** Opening MATERIAL SHOWN block **
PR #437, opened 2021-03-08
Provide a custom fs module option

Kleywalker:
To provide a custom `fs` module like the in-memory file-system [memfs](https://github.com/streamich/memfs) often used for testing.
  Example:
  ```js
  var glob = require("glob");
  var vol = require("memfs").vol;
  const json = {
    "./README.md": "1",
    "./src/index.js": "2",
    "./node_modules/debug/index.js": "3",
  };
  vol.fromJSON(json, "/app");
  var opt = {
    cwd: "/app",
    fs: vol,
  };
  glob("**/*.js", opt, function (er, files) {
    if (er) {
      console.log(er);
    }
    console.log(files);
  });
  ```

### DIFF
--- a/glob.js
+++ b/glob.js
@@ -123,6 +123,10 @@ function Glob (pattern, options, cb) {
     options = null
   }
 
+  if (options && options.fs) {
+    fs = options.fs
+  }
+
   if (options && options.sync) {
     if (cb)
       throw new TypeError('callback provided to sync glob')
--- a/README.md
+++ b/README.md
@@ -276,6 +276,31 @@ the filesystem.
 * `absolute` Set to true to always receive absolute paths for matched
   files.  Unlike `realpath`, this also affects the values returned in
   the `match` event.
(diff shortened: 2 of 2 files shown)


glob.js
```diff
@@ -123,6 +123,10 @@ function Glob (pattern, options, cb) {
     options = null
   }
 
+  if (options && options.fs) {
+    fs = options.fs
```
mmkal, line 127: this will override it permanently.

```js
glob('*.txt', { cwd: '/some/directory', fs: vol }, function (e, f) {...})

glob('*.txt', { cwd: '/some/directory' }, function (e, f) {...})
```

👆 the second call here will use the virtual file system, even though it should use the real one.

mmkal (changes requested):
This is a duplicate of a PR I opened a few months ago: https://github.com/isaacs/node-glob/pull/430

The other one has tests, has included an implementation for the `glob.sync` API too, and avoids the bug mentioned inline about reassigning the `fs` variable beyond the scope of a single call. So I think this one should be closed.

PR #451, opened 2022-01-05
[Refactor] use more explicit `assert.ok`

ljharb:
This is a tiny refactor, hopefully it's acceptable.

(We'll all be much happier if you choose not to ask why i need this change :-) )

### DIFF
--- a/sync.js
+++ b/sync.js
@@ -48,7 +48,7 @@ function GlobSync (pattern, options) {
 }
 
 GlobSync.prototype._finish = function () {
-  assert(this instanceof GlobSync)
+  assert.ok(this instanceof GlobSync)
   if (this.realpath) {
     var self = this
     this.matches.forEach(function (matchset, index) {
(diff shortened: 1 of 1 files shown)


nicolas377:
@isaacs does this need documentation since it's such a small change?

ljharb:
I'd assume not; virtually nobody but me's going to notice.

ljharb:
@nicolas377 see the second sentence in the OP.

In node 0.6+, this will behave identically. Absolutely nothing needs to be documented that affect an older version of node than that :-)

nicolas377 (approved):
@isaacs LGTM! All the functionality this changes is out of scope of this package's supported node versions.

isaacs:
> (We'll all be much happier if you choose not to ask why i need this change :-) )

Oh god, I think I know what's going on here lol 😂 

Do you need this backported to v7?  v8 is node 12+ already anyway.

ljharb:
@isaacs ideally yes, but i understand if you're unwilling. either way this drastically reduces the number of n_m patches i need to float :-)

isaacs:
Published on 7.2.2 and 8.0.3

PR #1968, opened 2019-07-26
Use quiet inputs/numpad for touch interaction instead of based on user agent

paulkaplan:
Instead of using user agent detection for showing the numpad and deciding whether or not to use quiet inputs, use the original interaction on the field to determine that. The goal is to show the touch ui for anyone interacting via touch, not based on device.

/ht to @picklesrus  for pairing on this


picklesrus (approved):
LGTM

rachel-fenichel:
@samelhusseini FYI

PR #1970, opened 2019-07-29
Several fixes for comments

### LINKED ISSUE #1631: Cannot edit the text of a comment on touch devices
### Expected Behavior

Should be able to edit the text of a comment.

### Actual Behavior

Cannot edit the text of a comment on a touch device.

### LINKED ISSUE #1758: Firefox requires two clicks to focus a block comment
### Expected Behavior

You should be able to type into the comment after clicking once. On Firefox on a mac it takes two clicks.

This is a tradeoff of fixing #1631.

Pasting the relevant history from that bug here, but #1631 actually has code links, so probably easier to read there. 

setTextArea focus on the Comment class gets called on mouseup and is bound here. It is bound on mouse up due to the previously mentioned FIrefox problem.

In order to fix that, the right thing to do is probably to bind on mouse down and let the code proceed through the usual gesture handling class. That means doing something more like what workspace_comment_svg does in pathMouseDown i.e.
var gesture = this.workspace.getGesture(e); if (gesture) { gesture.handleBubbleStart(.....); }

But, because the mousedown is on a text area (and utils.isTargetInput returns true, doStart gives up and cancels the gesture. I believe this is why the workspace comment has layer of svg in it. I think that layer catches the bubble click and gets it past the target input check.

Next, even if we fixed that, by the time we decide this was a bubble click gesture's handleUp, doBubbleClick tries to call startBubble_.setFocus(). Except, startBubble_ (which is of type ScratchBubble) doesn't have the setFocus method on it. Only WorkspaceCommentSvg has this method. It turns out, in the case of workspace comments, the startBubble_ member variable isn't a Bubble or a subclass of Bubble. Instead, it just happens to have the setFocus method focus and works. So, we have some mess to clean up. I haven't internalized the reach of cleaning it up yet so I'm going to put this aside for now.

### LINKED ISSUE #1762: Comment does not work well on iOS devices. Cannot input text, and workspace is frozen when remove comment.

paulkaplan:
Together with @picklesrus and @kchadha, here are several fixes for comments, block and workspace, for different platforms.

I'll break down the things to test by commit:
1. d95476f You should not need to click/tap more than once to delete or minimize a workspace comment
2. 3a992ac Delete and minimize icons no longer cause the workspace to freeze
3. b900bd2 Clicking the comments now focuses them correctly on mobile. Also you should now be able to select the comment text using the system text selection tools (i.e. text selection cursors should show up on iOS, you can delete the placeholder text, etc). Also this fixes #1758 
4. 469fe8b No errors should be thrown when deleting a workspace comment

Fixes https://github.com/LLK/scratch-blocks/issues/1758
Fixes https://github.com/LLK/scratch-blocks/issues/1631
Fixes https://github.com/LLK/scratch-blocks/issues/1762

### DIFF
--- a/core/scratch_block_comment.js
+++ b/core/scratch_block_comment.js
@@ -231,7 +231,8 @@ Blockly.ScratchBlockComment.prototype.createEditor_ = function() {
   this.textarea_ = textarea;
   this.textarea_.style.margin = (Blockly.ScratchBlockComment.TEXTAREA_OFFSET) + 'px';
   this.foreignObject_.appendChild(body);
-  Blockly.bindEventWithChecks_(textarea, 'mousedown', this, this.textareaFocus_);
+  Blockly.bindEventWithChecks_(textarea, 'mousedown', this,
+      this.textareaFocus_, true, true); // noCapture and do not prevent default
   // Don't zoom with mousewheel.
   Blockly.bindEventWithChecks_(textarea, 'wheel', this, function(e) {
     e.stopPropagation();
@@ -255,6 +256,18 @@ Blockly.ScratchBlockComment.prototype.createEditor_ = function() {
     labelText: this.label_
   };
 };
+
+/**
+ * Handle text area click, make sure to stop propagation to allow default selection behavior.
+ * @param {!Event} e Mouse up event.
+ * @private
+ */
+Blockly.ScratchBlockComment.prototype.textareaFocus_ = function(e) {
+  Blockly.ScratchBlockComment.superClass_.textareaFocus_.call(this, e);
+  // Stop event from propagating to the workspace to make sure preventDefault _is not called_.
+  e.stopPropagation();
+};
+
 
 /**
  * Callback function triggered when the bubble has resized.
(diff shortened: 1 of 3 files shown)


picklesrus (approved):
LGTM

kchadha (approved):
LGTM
** Closing MATERIAL SHOWN block **
WHAT THIS TASK INVOLVES: The expected output is every line of the records in which the string "blocks" appears.

OUTPUT OF THE TASK:
Fixes https://github.com/LLK/scratch-blocks/issues/1758
Fixes https://github.com/LLK/scratch-blocks/issues/1631
Fixes https://github.com/LLK/scratch-blocks/issues/1762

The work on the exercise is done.